■ **TASK OBJECTIVE**
Look for the word "kwargs" in the entries and copy every line where it shows up.

■ **SUPPLIED DATA**
PR #1035, opened 2026-04-18
fix: authenticate ajax lookup endpoint

### LINKED ISSUE #1011: AJAX endpoint is not authenticated
### Checklist

### Describe the bug

The AJAX lookup endpoint (`/{identity}/ajax/lookup`) does not require any kind of authentication. This opens the possibility for anyone to view your data with a request URL like:
```
http://localhost:8000/admin/membership/ajax/lookup?name=user&term=test
```

As a workaround, I wrapped the endpoint with `login_required`. Of course, it's not the proper fix because this decorator is intended for HTML requests.
```python
from sqladmin import Admin
from sqladmin.authentication import login_required

class CustomAdmin(Admin):
    # adds missing authentication to the ajax lookup endpoint
    @login_required
    async def ajax_lookup(self, *args, **kwargs):
        return await super().ajax_lookup(*args, **kwargs)
```

_No response_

■ **SOLUTION TO THE EXERCISE**
    async def ajax_lookup(self, *args, **kwargs):
        return await super().ajax_lookup(*args, **kwargs)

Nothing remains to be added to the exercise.